The Minneapolis/St. Paul specific price changes reveal that healthcare prices increased on average 15 percent between 2012 and 2016 while utilization decreased by 23 percent. Minnesotans are paying slightly more than other patients for care, and it looks like they’re visiting various providers much less often. It’s not just hospital beds that emptier.
The HCCI report also differentiates between inpatient, outpatient, and professional (clinician) care settings. When looking at numbers specific to inpatient healthcare, Metro prices increased 17 percent yet usage decreased 50 percent over the period studied. Prices for outpatient services increased 18 percent while usage decreased by 19 percent and prices for professional services increased by 12 percent as usage decreased by 10 percent.

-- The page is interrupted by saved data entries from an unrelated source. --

PR #296, opened 2026-06-15
fix: c tls be gone for good

konstantinoscs:
Switch `tower-cli`'s rustls crypto provider from `aws-lc-rs` to `ring`.

The runner already uses rustls/tonic with the `ring` provider, but `tower-cli` was still enabling `rustls`'s `aws-lc-rs` feature. Because `tower-runner` depends on crates from `tower-cli`, that pulled `aws-lc-rs` and `aws-lc-sys` into the runner dependency graph.

`aws-lc-sys` builds AWS-LC C code and trips over the GCC memcmp compiler-bug check in the Linux cross build images (see what https://github.com/tower/tower-monorepo/pull/1729 tries to solve). Moving `tower-cli` onto the `ring` provider removes `aws-lc-rs`/`aws-lc-sys` from the graph and avoids the C-toolchain cross-compilation shitstorm entirely.

## Summary by CodeRabbit

* **Chores**
  * Updated cryptographic provider backend configuration for improved compatibility and performance across the application.

### DIFF
--- a/Cargo.lock
+++ b/Cargo.lock
@@ -201,28 +201,6 @@ source = "registry+https://github.com/rust-lang/crates.io-index"
 checksum = "c08606f8c3cbf4ce6ec8e28fb0014a2c086708fe954eaa885384a6165172e7e8"
 
 [[package]]
-name = "aws-lc-rs"
-version = "1.16.1"
-source = "registry+https://github.com/rust-lang/crates.io-index"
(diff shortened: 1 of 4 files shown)


konstantinoscs:
@coderabbitai I triggered a review you dumb. Cancel the other PR and review this one

jo-sm (approved):

PR #298, opened 2026-06-16
[TOW-2269] Validate invoke script exists in from_unpacked_path function

sammuti:
## Release Notes

* **Bug Fixes**
  * Enhanced package initialization to validate required scripts and provide clearer error messages when script files cannot be found in the project.

### DIFF
--- a/crates/tower-package/src/native.rs
+++ b/crates/tower-package/src/native.rs
@@ -100,6 +100,21 @@ impl Package {
         file.read_to_string(&mut contents).await?;
         let manifest = Manifest::from_json(&contents)?;
 
+        // Validate the invoke script exists on disk.
+        if !manifest.invoke.is_empty() {
+            let working_dir = if manifest.version == Some(1) {
+                path.clone()
+            } else {
+                path.join(&manifest.app_dir_name)
+            };
+            let invoke_path = working_dir.join(&manifest.invoke);
+            if !invoke_path.exists() {
+                return Err(Error::MissingScript {
+                    script: manifest.invoke,
+                });
+            }
+        }
+
         Ok(Self {
             tmp_dir: None,
             package_file_path: None,
--- a/crates/tower-package/src/native.rs
+++ b/crates/tower-package/src/native.rs
@@ -102,6 +102,15 @@ impl Package {
 
         // Validate the invoke script exists on disk.
         if !manifest.invoke.is_empty() {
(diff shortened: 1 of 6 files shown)


crates/tower-package/src/native.rs
```diff
@@ -100,6 +100,21 @@ impl Package {
...
+            } else {
+                path.join(&manifest.app_dir_name)
+            };
+            let invoke_path = working_dir.join(&manifest.invoke);
+            if !invoke_path.exists() {
+                return Err(Error::MissingScript {
+                    script: manifest.invoke,
+                });
+            }
+        }
```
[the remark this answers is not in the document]
sammuti: check now

crates/tower-package/src/native.rs
```diff
@@ -100,6 +100,8 @@ impl Package {
         file.read_to_string(&mut contents).await?;
         let manifest = Manifest::from_json(&contents)?;
 
+        Self::validate_invoke_script(&manifest, &path)?;
```
konstantinoscs, line 103: `tower deploy` builds with Package::build in deploy.rs (line 128) but the new validation only runs here. I manually verified tower package succeeds with script = "main.py" and source = ["*.txt"]; the tar contained only app/readme.txt, MANIFEST, and Towerfile so the runner-side UX improves, but the CLI still uploads invalid bundles.

konstantinoscs (commented):
I have a comment and then I also ran an agent which produced the following two points as well:

1. The path validation is too blunt and incomplete.
native.rs-l:121 rejects any string containing "..", which blocks valid filenames like model..v2.py, and native.rs-l:139 uses exists(), so a directory can pass as the script. Prefer component-based validation for ParentDir / absolute roots and require metadata.is_file().

2. Shell script path validation does not match shell runtime execution.
The validator checks working_dir.join(invoke) at native.rs-l:138, and Python runtime also uses working_dir.join(invoke) at local.rs-l:221. But shell runtime invokes package_path.join(invoke) at local.rs-l:490. For .sh apps, the validator can accept a path the runtime will not execute, or reject existing workarounds that include app/.

Worth running thourgh your agent as well

@coderabbitai wdyt?

crates/tower-package/src/native.rs
sammuti: Good point.

bradhe (approved):
Looks good, let's get it out.

PR #565, opened 2023-09-15
Add ability to run as root

### LINKED ISSUE #528: backup-restore-plugin failing with permissions issues

Permissions issues are causing the backup-restore-plugin to fail.

This issue is not present in 2.17 so I assume it's caused by the permissions change made in 2.18 when we moved away from root ownership.

Enable the backup-restore-plugin via ENV var:

```
    environment:
             - COMMUNITY_EXTENSIONS=backup-restore-plugin
```

Click on Data->Backup & Restore.
Creating a backup shows warnings:
```
NO Exceptions Detected.

WARNING:Could not create directory.
WARNING:Could not create directory.
WARNING:Could not create directory.
```

and restoring the backup fails with errors:

```
 Error occurred while trying to move a Resource!
java.lang.IllegalStateException: Could not create directory.
```

### Versions

2.23.0

### Additional context

Not present in 2.17

NyakudyaA:
Keep the option to run as root, useful to use this in GeoNode where the container needs to run as root
Possibly fixes #528

### DIFF
--- a/scripts/entrypoint.sh
+++ b/scripts/entrypoint.sh
@@ -96,16 +96,17 @@ export JAVA_OPTS="${JAVA_OPTS} ${GEOSERVER_OPTS}"
 
 
 # Chown again - seems to fix issue with resolving all created directories
-dir_ownership=(${CATALINA_HOME} /home/"${USER_NAME}"/ "${COMMUNITY_PLUGINS_DIR}"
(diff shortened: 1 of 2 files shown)


NyakudyaA:
@genebobmiller This will allow you to run as root like in previous images, You will need to use the env variable `RUN_AS_ROOT=TRUE`

PR #566, opened 2023-09-15
fix #563

### LINKED ISSUE #563: Cluster geoserver logs folder

Hello,

When using geoserver in clustered environnement with a shared data dir, the logs of each instance are written in log4j.appender.logfile.File = ${GEOSERVER_DATA_DIR}/geoserver.log as mentionned in build_data/log4j.properties
I think that each instance should use it's file for logs and we should use log4j.appender.logfile.File = ${CLUSTER_CONFIG_DIR}/geoserver.log

Regards,
Ahmed

Create a clustered environement of geoserver and start at least 2 instances

### Versions

2.23.1

### Additional context

_No response_

NyakudyaA:


NyakudyaA:
@ze-ahmed You can take a look at this

ze-ahmed:
I'm not sure it will fix the issue as each instance must has it's own log file and here your are using GEOSERVER_DATA_DIR which could be a shared folder in case we use shared directory between instances.

NyakudyaA:
> I'm not sure it will fix the issue as each instance must has it's own log file and here your are using GEOSERVER_DATA_DIR which could be a shared folder in case we use shared directory between instances.

This is fixed further in the follow up PR https://github.com/kartoza/docker-geoserver/blob/a4c31bf8db3d27fc39dc0d354f4e7b31c23ac4eb/scripts/functions.sh#L370-L407

Issue #562, opened 2023-09-01
Getting 404 trying to reach geoserver served under multipart GEOSERVER_CONTEXT_ROOT


aceenprsu:
### What is the bug or the crash?

I am getting a 404 trying to use the functionality introduced in https://github.com/kartoza/docker-geoserver/pull/553

### Steps to reproduce the issue

Below is a link to my fork where I copied the context test and added a multipart path to it.
https://github.com/aceenprsu/docker-geoserver/commit/2a6cc037c7c3475687d1a21333d3862063e60cc6
This is the output I get from trying to run the contexts test:
```
GEOSERVER_ADMIN_PASSWORD: myawesomegeoserver
GEOSERVER_ADMIN_USER: admin
test_rest_endpoints_accessible (test_login.TestGeoServerREST) ... FAIL

======================================================================
FAIL: test_rest_endpoints_accessible (test_login.TestGeoServerREST)
----------------------------------------------------------------------
Traceback (most recent call last):
  File "/tests/test_login.py", line 28, in setUp
    self.assertEqual(response.status_code, 200)
AssertionError: 404 != 200

----------------------------------------------------------------------
Ran 1 test in 0.009s

FAILED (failures=1)
```

### Versions

2.23.2

NyakudyaA:
@m4ci3k2 can you please confirm if this is a bug or this logic only works for one folder not nested folders

m4ci3k2:
@NyakudyaA @aceenprsu sorry, actually I was wrong as the "problem" that the MR solved does not exist (but the `mkdir` is harmless of course). To install a tomcat application on a multipart path the WAR/folder has to be named `directory#name.war`, so for example to have geoserver under path `some-path` you can set `GEOSERVER_CONTEXT_ROOT=some-path#geoserver`. 

This is a built-in Tomcat function.

Sorry for the confusion.

PR #570, opened 2023-09-24
Update README and add test for nested context-root

aceenprsu:
This PR addresses https://github.com/kartoza/docker-geoserver/issues/562.
Apache Tomcat is used to serve geoserver. 
Apache Tomcat uses # to denote a nested context root. See https://octopus.com/blog/defining-tomcat-context-paths#conclusion

Nested context root is still one folder in Tomcat which makes https://github.com/kartoza/docker-geoserver/pull/553 an unneeded change for a nested context root.

### DIFF
--- a/.github/workflows/build-latest.yaml
+++ b/.github/workflows/build-latest.yaml
@@ -47,6 +47,7 @@ jobs:
           - login
           - stores
           - context
+          - contexts
           - disk-quota
     steps:
       - uses: actions/checkout@v3
--- a/README.md
+++ b/README.md
@@ -558,6 +558,14 @@ GEOSERVER_CONTEXT_ROOT=my-geoserver
 The example above will deploy Geoserver at https://host/my-geoserver instead of
 the default location at https://host/geoserver.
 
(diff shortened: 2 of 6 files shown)


NyakudyaA (approved):
Thanks @aceenprsu, For the tests we could have reused the same logic as in https://github.com/kartoza/docker-geoserver/blob/develop/scenario_tests/login/test.sh after line https://github.com/kartoza/docker-geoserver/blob/develop/scenario_tests/context/test.sh#L35C1-L59C69 we do the following


```
# Update context password
sed -i 's/foobar/foobar#geoserver/g' docker-compose.yml
# Bring the services up again
${VERSION} up -d geoserver

services=("geoserver")

for service in "${services[@]}"; do

  # Execute tests
  sleep 60
  echo "Execute test for $service"
  ${VERSION} exec -T $service /bin/bash /tests/test.sh

done

${VERSION} down -v
sed -i 's/foobar#geoserver/foobar/g' docker-compose.yml
```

The HCCI report reinforces findings from MNA and NNU’s recent, “Minnesota’s Most and Least Expensive Hospitals” paper. HCCI’s research supports the finding that in Minnesota, spending on inpatient hospital care is increasing faster than other types of healthcare spending. While healthcare prices in Minnesota are increasing faster than inflation, inpatient services in the Minneapolis/St. Paul metropolitan area are increasing the most within the state.
HCCI’s work reveals that in addition to the potential of paying different prices at hospitals in the same city (as laid out in the MNA report), there is an extreme level of price variation across the nation. In nearly all of the 112 Metro areas included in this study, prices increased between 2012 and 2016. While the price variations in each Metro area were different, the common factor is that nearly all experienced rapidly rising healthcare costs.
Local and national price variations are contributing to rising healthcare spending and rising inaccessibility of care. If this trend continues, how much further will we see utilization statistics decline? How many people will be priced out of seeking the care they need? Let’s hold our healthcare system accountable for putting patients over profits and providing affordable, accessible healthcare for all.